Exercise
Nothing other than an exact copy of the records should be returned.

+===+

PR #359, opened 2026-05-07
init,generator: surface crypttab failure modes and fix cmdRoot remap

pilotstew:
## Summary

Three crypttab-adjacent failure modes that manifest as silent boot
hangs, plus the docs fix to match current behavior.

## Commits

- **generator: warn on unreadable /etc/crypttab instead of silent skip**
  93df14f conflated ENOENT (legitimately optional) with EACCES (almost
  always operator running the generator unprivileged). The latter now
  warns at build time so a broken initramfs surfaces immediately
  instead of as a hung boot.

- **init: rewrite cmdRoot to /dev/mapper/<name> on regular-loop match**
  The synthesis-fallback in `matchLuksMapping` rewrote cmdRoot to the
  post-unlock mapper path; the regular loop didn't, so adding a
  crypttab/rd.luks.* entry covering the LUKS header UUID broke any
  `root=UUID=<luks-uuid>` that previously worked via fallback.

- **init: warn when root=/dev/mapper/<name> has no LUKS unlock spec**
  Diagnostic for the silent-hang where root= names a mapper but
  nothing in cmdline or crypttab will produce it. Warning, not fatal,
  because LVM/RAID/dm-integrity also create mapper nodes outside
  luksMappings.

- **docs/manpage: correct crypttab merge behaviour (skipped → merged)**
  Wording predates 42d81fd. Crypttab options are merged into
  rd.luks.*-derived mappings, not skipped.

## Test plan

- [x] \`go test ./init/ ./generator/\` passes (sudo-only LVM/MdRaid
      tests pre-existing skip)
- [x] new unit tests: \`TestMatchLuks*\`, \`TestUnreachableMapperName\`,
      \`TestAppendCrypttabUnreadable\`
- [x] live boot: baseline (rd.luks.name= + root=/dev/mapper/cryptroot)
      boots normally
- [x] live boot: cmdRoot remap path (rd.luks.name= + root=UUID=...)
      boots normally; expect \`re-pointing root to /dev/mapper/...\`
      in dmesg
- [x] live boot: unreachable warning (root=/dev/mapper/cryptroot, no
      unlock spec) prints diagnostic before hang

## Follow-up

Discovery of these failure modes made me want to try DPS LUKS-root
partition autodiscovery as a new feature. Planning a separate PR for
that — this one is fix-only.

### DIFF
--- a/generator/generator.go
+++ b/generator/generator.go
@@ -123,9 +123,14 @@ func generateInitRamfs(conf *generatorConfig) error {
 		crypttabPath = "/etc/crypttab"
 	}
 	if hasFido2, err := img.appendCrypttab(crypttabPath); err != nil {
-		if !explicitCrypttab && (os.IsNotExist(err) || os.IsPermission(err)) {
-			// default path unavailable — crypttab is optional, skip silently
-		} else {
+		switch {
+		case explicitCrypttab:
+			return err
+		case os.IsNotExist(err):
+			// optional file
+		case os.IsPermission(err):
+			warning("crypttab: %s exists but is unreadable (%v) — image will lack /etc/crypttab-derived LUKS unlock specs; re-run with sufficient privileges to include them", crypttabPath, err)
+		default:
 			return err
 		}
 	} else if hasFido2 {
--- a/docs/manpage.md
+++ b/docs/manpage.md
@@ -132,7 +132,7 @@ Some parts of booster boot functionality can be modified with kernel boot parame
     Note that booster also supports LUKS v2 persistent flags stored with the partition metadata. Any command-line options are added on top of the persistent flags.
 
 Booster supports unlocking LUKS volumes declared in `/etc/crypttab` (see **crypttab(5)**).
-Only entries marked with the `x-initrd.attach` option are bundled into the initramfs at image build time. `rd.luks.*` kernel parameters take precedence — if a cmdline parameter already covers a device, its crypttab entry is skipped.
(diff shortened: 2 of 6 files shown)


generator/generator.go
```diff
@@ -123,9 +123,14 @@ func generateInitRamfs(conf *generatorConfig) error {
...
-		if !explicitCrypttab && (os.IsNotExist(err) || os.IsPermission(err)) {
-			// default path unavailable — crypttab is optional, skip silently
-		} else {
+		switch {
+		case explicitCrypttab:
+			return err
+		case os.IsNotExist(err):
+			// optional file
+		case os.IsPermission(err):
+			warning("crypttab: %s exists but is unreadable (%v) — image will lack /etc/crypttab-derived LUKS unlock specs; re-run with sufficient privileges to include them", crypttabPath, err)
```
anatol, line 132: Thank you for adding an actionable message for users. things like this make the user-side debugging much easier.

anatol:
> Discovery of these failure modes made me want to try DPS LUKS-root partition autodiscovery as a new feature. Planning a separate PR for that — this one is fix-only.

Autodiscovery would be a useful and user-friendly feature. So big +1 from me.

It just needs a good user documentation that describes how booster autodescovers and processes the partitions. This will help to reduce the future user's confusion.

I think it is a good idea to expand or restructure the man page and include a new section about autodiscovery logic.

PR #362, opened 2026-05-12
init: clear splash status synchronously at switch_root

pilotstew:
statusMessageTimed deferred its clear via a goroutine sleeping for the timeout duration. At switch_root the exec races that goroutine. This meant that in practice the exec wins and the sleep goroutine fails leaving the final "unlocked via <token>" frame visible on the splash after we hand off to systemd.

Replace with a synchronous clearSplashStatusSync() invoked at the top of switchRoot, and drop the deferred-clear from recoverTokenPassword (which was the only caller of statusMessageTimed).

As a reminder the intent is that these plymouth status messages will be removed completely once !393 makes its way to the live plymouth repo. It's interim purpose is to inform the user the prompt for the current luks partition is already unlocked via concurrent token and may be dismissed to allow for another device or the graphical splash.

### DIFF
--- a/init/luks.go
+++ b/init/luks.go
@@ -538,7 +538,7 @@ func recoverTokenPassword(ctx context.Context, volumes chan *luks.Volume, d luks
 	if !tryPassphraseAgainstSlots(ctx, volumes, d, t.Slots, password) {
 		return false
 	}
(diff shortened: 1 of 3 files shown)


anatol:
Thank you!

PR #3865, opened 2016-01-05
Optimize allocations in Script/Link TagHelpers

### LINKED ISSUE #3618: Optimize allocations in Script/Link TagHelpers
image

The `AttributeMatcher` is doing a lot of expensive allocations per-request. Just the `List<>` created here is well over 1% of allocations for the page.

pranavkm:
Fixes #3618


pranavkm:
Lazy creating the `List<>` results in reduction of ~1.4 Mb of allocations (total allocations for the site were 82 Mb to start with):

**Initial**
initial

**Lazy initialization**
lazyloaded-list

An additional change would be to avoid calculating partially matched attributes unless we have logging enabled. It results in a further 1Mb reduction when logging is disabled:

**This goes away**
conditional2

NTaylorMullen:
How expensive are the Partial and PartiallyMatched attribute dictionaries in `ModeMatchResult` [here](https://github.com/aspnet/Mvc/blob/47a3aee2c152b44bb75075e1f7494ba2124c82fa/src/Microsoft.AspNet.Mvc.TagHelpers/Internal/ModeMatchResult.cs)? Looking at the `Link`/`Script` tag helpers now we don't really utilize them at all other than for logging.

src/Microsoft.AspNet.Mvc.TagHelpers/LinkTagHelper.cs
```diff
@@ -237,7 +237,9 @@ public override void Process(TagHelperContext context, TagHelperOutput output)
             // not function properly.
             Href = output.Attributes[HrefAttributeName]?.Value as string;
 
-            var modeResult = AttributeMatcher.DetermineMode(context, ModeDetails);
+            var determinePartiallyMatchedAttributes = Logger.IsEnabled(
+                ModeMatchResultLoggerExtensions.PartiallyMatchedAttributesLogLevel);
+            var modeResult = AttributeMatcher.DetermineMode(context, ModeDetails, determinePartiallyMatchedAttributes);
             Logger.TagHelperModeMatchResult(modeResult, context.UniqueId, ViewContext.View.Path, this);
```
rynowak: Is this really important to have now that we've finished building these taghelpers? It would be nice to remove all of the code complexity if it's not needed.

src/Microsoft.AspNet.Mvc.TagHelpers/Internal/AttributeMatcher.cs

+===+

Output of the exercise
PR #359, opened 2026-05-07
init,generator: surface crypttab failure modes and fix cmdRoot remap

pilotstew:
## Summary

Three crypttab-adjacent failure modes that manifest as silent boot
hangs, plus the docs fix to match current behavior.

## Commits

- **generator: warn on unreadable /etc/crypttab instead of silent skip**
  93df14f conflated ENOENT (legitimately optional) with EACCES (almost
  always operator running the generator unprivileged). The latter now
  warns at build time so a broken initramfs surfaces immediately
  instead of as a hung boot.

- **init: rewrite cmdRoot to /dev/mapper/<name> on regular-loop match**
  The synthesis-fallback in `matchLuksMapping` rewrote cmdRoot to the
  post-unlock mapper path; the regular loop didn't, so adding a
  crypttab/rd.luks.* entry covering the LUKS header UUID broke any
  `root=UUID=<luks-uuid>` that previously worked via fallback.

- **init: warn when root=/dev/mapper/<name> has no LUKS unlock spec**
  Diagnostic for the silent-hang where root= names a mapper but
  nothing in cmdline or crypttab will produce it. Warning, not fatal,
  because LVM/RAID/dm-integrity also create mapper nodes outside
  luksMappings.

- **docs/manpage: correct crypttab merge behaviour (skipped → merged)**
  Wording predates 42d81fd. Crypttab options are merged into
  rd.luks.*-derived mappings, not skipped.

## Test plan

- [x] \`go test ./init/ ./generator/\` passes (sudo-only LVM/MdRaid
      tests pre-existing skip)
- [x] new unit tests: \`TestMatchLuks*\`, \`TestUnreachableMapperName\`,
      \`TestAppendCrypttabUnreadable\`
- [x] live boot: baseline (rd.luks.name= + root=/dev/mapper/cryptroot)
      boots normally
- [x] live boot: cmdRoot remap path (rd.luks.name= + root=UUID=...)
      boots normally; expect \`re-pointing root to /dev/mapper/...\`
      in dmesg
- [x] live boot: unreachable warning (root=/dev/mapper/cryptroot, no
      unlock spec) prints diagnostic before hang

## Follow-up

Discovery of these failure modes made me want to try DPS LUKS-root
partition autodiscovery as a new feature. Planning a separate PR for
that — this one is fix-only.

### DIFF
--- a/generator/generator.go
+++ b/generator/generator.go
@@ -123,9 +123,14 @@ func generateInitRamfs(conf *generatorConfig) error {
 		crypttabPath = "/etc/crypttab"
 	}
 	if hasFido2, err := img.appendCrypttab(crypttabPath); err != nil {
-		if !explicitCrypttab && (os.IsNotExist(err) || os.IsPermission(err)) {
-			// default path unavailable — crypttab is optional, skip silently
-		} else {
+		switch {
+		case explicitCrypttab:
+			return err
+		case os.IsNotExist(err):
+			// optional file
+		case os.IsPermission(err):
+			warning("crypttab: %s exists but is unreadable (%v) — image will lack /etc/crypttab-derived LUKS unlock specs; re-run with sufficient privileges to include them", crypttabPath, err)
+		default:
 			return err
 		}
 	} else if hasFido2 {
--- a/docs/manpage.md
+++ b/docs/manpage.md
@@ -132,7 +132,7 @@ Some parts of booster boot functionality can be modified with kernel boot parame
     Note that booster also supports LUKS v2 persistent flags stored with the partition metadata. Any command-line options are added on top of the persistent flags.
 
 Booster supports unlocking LUKS volumes declared in `/etc/crypttab` (see **crypttab(5)**).
-Only entries marked with the `x-initrd.attach` option are bundled into the initramfs at image build time. `rd.luks.*` kernel parameters take precedence — if a cmdline parameter already covers a device, its crypttab entry is skipped.
(diff shortened: 2 of 6 files shown)


generator/generator.go
```diff
@@ -123,9 +123,14 @@ func generateInitRamfs(conf *generatorConfig) error {
...
-		if !explicitCrypttab && (os.IsNotExist(err) || os.IsPermission(err)) {
-			// default path unavailable — crypttab is optional, skip silently
-		} else {
+		switch {
+		case explicitCrypttab:
+			return err
+		case os.IsNotExist(err):
+			// optional file
+		case os.IsPermission(err):
+			warning("crypttab: %s exists but is unreadable (%v) — image will lack /etc/crypttab-derived LUKS unlock specs; re-run with sufficient privileges to include them", crypttabPath, err)
```
anatol, line 132: Thank you for adding an actionable message for users. things like this make the user-side debugging much easier.

anatol:
> Discovery of these failure modes made me want to try DPS LUKS-root partition autodiscovery as a new feature. Planning a separate PR for that — this one is fix-only.

Autodiscovery would be a useful and user-friendly feature. So big +1 from me.

It just needs a good user documentation that describes how booster autodescovers and processes the partitions. This will help to reduce the future user's confusion.

I think it is a good idea to expand or restructure the man page and include a new section about autodiscovery logic.

PR #362, opened 2026-05-12
init: clear splash status synchronously at switch_root

pilotstew:
statusMessageTimed deferred its clear via a goroutine sleeping for the timeout duration. At switch_root the exec races that goroutine. This meant that in practice the exec wins and the sleep goroutine fails leaving the final "unlocked via <token>" frame visible on the splash after we hand off to systemd.

Replace with a synchronous clearSplashStatusSync() invoked at the top of switchRoot, and drop the deferred-clear from recoverTokenPassword (which was the only caller of statusMessageTimed).

As a reminder the intent is that these plymouth status messages will be removed completely once !393 makes its way to the live plymouth repo. It's interim purpose is to inform the user the prompt for the current luks partition is already unlocked via concurrent token and may be dismissed to allow for another device or the graphical splash.

### DIFF
--- a/init/luks.go
+++ b/init/luks.go
@@ -538,7 +538,7 @@ func recoverTokenPassword(ctx context.Context, volumes chan *luks.Volume, d luks
 	if !tryPassphraseAgainstSlots(ctx, volumes, d, t.Slots, password) {
 		return false
 	}
(diff shortened: 1 of 3 files shown)


anatol:
Thank you!

PR #3865, opened 2016-01-05
Optimize allocations in Script/Link TagHelpers

### LINKED ISSUE #3618: Optimize allocations in Script/Link TagHelpers
image

The `AttributeMatcher` is doing a lot of expensive allocations per-request. Just the `List<>` created here is well over 1% of allocations for the page.

pranavkm:
Fixes #3618


pranavkm:
Lazy creating the `List<>` results in reduction of ~1.4 Mb of allocations (total allocations for the site were 82 Mb to start with):

**Initial**
initial

**Lazy initialization**
lazyloaded-list

An additional change would be to avoid calculating partially matched attributes unless we have logging enabled. It results in a further 1Mb reduction when logging is disabled:

**This goes away**
conditional2

NTaylorMullen:
How expensive are the Partial and PartiallyMatched attribute dictionaries in `ModeMatchResult` [here](https://github.com/aspnet/Mvc/blob/47a3aee2c152b44bb75075e1f7494ba2124c82fa/src/Microsoft.AspNet.Mvc.TagHelpers/Internal/ModeMatchResult.cs)? Looking at the `Link`/`Script` tag helpers now we don't really utilize them at all other than for logging.

src/Microsoft.AspNet.Mvc.TagHelpers/LinkTagHelper.cs
```diff
@@ -237,7 +237,9 @@ public override void Process(TagHelperContext context, TagHelperOutput output)
             // not function properly.
             Href = output.Attributes[HrefAttributeName]?.Value as string;
 
-            var modeResult = AttributeMatcher.DetermineMode(context, ModeDetails);
+            var determinePartiallyMatchedAttributes = Logger.IsEnabled(
+                ModeMatchResultLoggerExtensions.PartiallyMatchedAttributesLogLevel);
+            var modeResult = AttributeMatcher.DetermineMode(context, ModeDetails, determinePartiallyMatchedAttributes);
             Logger.TagHelperModeMatchResult(modeResult, context.UniqueId, ViewContext.View.Path, this);
```
rynowak: Is this really important to have now that we've finished building these taghelpers? It would be nice to remove all of the code complexity if it's not needed.

src/Microsoft.AspNet.Mvc.TagHelpers/Internal/AttributeMatcher.cs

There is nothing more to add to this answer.